Suddenly the moment Kurt had been waiting for arrived. He had long yearned to leave behind his adolescent sexual fantasies and to honestly declared to his high-school classmates that he was no longer a virgin (in fact, like most boys his age, he had been lying about the matter for several years). Growing up in a world where men were rarely touched except with the occasional slap on the back, he was starved for the feel of skin on skin. In Jackie, he had picked a more-than-willing compatriot. Though only fifteen, she was already experienced and on the night she found herself in Kurt's bedroom, her steady boyfriend happened to be in jail. She knew what was going to happen next as they moved into Kurt's room. There was, as Jackie remembered, a moment when they looked at each other and lust filled the room with all the power of an internal combustion engine revving up.

Kurt turned off the light, the pair pulled off their clothes, and they excitedly jumped into bed and held each other. It would be Kurt's first embrace of a fully naked female, a moment he had long dreamt about, a moment that in many nights of adolescent masturbation, on this very bed, he had imagined. Jackie began to kiss him. At the moment their tongues touched, the door flew open, and in walked Kurt's mother.

Wendy was not, by any stretch of the imagination, happy to see her son in bed with a naked girl.

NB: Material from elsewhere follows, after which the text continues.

PR #1178, opened 2026-05-03
kernel: T8847: Enable PSI metric data

SuperQ:
## Change summary

Enable the kernel [Pressure Stall Information][PSI] accounting feature. This allows users to gather data on CPU and memory starvation. It's very useful to help find cases where the system performance is impacted by overloaded CPUs.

She was also not pleased to see another girl passed out in the hallway. "Get the hell out!" she yelled. She had come upstairs to show Kurt the lightning outside - the fact that a major storm was raging had been lost on the young lovers - only to discover her son in bed with a girl. As she marched down the stairs, Wendy yelled, "Get the fuck out of my house!" Pat, for his part, was completely silent on the matter, knowing any comments from him would further enrage Wendy. Hearing a commotion, Kurt's sister Kim ran in from the next room. She observed Kurt and Jackie putting shoes on a girl, who was passed out. "What the hell?" Kim inquired. "We're leaving," Kurt told his sister. He and Jackie dragged the other girl down the stairs and they went outside into one of the biggest storms of the year.

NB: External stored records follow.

PR #5676, opened 2020-05-06
Restore `numba.types` as public API

sklam:
as titled.

### DIFF
--- a/numba/tests/test_moved_modules.py
+++ b/numba/tests/test_moved_modules.py
@@ -1,0 +1,21 @@
+"""Tests for moved modules and their redirection from old path
+"""
+from numba.tests.support import TestCase
+
+
+class TestMovedModule(TestCase):
+    """Testing moved modules in Q1 2020 but were decided to kept as public API
+    """
+    def tests_numba_types(self):
+        import numba.types
+        import numba.core.types as types
+        # The old module is the new module
+        self.assertIs(numba.types, types)
+        # Attribute access are there
+        self.assertIs(numba.types.intp, types.intp)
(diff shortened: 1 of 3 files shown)


numba/tests/test_moved_modules.py
```diff
@@ -0,0 +1,21 @@
+"""Tests for moved modules and their redirection from old path
+"""
+from numba.tests.support import TestCase
+
+
+class TestMovedModule(TestCase):
+    """Testing moved modules in Q1 2020 but were decided to kept as public API
+    """
+    def tests_numba_types(self):
+        import numba.types
```
stuartarchibald, line 10: Should e.g. `from numba.types import containers` be explicitly tested too?

sklam: i can add a test. In general, I am only testing a few things because I am already checking for object identity. I don't think that's any reason for it to not work.

sklam:
That error on macos is odd.

sklam:
This is unexpected:

```python

In [1]: import numba.types.misc

In [2]: numba.types.misc.StringLiteral
Out[2]: numba.types.misc.StringLiteral

In [3]: from numba.core import types

In [4]: types.StringLiteral
Out[4]: numba.core.types.misc.StringLiteral
```

numba/tests/test_moved_modules.py
sklam: test added in https://github.com/numba/numba/pull/5676/commits/2998661e6f33d8b437aadd70f0b0f08302524b0e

As Kurt and his two cohorts began walking down First Street - the fresh air had revived the drunk friend - it began to rain, and though that seemed like an ominous sign, before the sun would rise Kurt would lose his virginity. Already he was visibly shaking, his raging hormones mixing with anger, shame, and fear. It had been humiliating to dress in front of Jackie, still sporting an erection. As in his encounters with the retarded girl, lust and shame were equally strong drives within him, hopelessly intertwined and confused.

They headed to Jackie's friend's house. But as soon as they walked in, so did Jackie's boyfriend, just sprung from jail. Jackie had warned Kurt about the violent nature of her paramour, and to avoid a confrontation, Kurt pretended he was the other girl's date. When Hagara and her boyfriend left, Kurt and the other girl ended up spending the night together. It wasn't the greatest sex, or so she would later tell Jackie, but it was intercourse, which was all that mattered to Kurt. He had finally walked through that door, the great vaginal divide, and he was no longer leading a life that was a sexual lie.

Kurt left early in the morning to walk around Aberdeen in the pale light of dawn. The storm had passed, birds were chirping, and everything in the world seemed more alive. He walked around for hours thinking about it all, waiting for school to begin, watching the sun come up, and wondering where his life was heading.